Understanding and mitigating difficulties in posterior predictive evaluation
Abhinav Agrawal, Justin Domke
TL;DR
This work addresses the challenge of unreliable posterior predictive density (PPD) evaluation under approximate Bayesian inference due to a potentially tiny signal-to-noise ratio (SNR) in naive Monte Carlo estimators. It derives exact-inference and approximate-inference forms for the SNR, showing exponential decay governed by data mismatch, latent dimensionality, and the test-to-training data ratio, with delta quantified via KL divergences or log-partition constants. To mitigate this, the authors introduce Learned Importance Sampling (LIS), which learns a test-time proposal by maximizing the IW-ELBO and uses an importance-weighted estimator to achieve substantially higher SNR and more accurate log PPD estimates across diverse models, including exponential families, linear and logistic regression, and a large-scale hierarchical MovieLens model. The results demonstrate that LIS can dramatically improve PPD estimation quality, enabling more reliable model comparison and evaluation when exact inference is impractical.
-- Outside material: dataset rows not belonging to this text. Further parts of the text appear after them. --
PR #598, opened 2022-09-29
upgrade to schema-builder v5

tyrasd:
see https://github.com/ideditor/schema-builder/blob/main/CHANGELOG.md#510

### DIFF
--- a/data/presets/highway/primary_link-US-CA.json
+++ b/data/presets/highway/primary_link-US-CA.json
@@ -1,5 +1,5 @@
 {
-    "name": "{primary_link}",
+    "name": "{highway/primary_link}",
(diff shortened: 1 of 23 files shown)


data/presets/highway/primary_link-US-CA.json
```diff
@@ -1,5 +1,5 @@
 {
-    "name": "Primary Link",
+    "name": "{primary_link}",
```
Zverik, line 2: Shouldn't it be `"{highway/primary_link}"`?

tyrasd: of course. thanks for double-checking!

PR #603, opened 2022-10-02
Add Fire Station Building preset

arch0345:
Adds a preset for [`building=fire_station`](https://wiki.openstreetmap.org/wiki/Tag:building%3Dfire_station), which is [currently used around 13K times](https://taginfo.openstreetmap.org/tags/building%3Dfire_station). This should ideally get its own icon, but for now I'm using [`fas-house-fire`](https://fontawesome.com/icons/house-fire).

### DIFF
--- a/data/presets/building/fire_station.json
+++ b/data/presets/building/fire_station.json
@@ -1,0 +1,11 @@
+{
+    "icon": "fas-house-fire",
+    "geometry": [
+        "area"
+    ],
+    "tags": {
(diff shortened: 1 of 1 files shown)


tastrax:
I think the existing ID preset for Fire Station will need to be edited if this goes ahead. It is also listed as 'Fire Station' which should probably be changed to "Fire Station Grounds" - amenity=fire_station

PR #608, opened 2022-10-05
add descriptions of bicycle parkings

matkoniecz:
based on https://github.com/streetcomplete/StreetComplete/blob/5ef8e52715326d0269d92e44644f4d5755548870/app/src/main/res/values/strings.xml#L668 https://wiki.openstreetmap.org/wiki/Key%3Abicycle_parking https://taginfo.openstreetmap.org/keys/bicycle_parking#values

### DIFF
--- a/data/fields/bicycle_parking.json
+++ b/data/fields/bicycle_parking.json
@@ -6,10 +6,10 @@
         "options": {
             "stands": "Stand (supports bicycle frame)",
             "wall_loops": "Wheelbender (supports wheel only)",
-            "shed": "Closed shed",
-            "lockers": "Individual lockers",
-            "building": "Closed in a building (not just shed)",
-            "handlebar_holder": "Handlebar holder"
+            "shed": "Closed Shed",
+            "lockers": "Individual Lockers",
+            "building": "In a Building",
+            "handlebar_holder": "Handlebar Holder"
         }
     }
 }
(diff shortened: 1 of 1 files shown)


data/fields/bicycle_parking.json
```diff
@@ -1,5 +1,15 @@
 {
     "key": "bicycle_parking",
     "type": "combo",
-    "label": "Type"
+    "label": "Type",
+    "strings": {
+        "options": {
+            "stands": "Stand (supports bicycle frame)",
+            "wall_loops": "Wheelbender (supports wheel only)",
```
tyrasd, line 8: hmm, _wheelbender_ feels a little too colloquial… an opinion from a native speaker would be appreciated on this one. //cc @1ec5 @zekefarwell @ZeLonewolf

matkoniecz: AFAIK it is both colloquial and state-of-the-art term among people who care about bicycle parking types: cyclists.

Not sure is there even more professional term for that, and 

(the same situation is in Poland, "wyrwikółka" is colloquial and at the same time used by cyclists)

And wall loops refers to some specific subtype of them but nowadays is used for not only ones like this:

screen

zekefarwell: I was not familiar with the term wheelbender, but it makes sense and is readily found with a Google search. I also don't know of a different term for this rack type.  However, it sounds like it refers to any rack that only supports the wheel, not just wall loops.
https://bikeswelcome.org/2016/12/04/wheel-benders-whats-all-the-fuss/

PR #610, opened 2022-10-08
Add field air_purifier

meNeither:
Adds field `air_purifier` to indicate the presence of an air purifier (Corsi–Rosenthal Box or the like).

Overall, the approach enhances the reliability of PPD-based evaluation in Bayesian workflows and offers a practical, scalable option for improving inference diagnostics in complex models.
Abstract
Predictive posterior densities (PPDs) are of interest in approximate Bayesian inference. Typically, these are estimated by simple Monte Carlo (MC) averages using samples from the approximate posterior. We observe that the signal-to-noise ratio (SNR) of such estimators can be extremely low. An analysis for exact inference reveals SNR decays exponentially as there is an increase in (a) the mismatch between training and test data, (b) the dimensionality of the latent space, or (c) the size of the test data relative to the training data. Further analysis extends these results to approximate inference. To remedy the low SNR problem, we propose replacing simple MC sampling with importance sampling using a proposal distribution optimized at test time on a variational proxy for the SNR and demonstrate that this yields greatly improved estimates.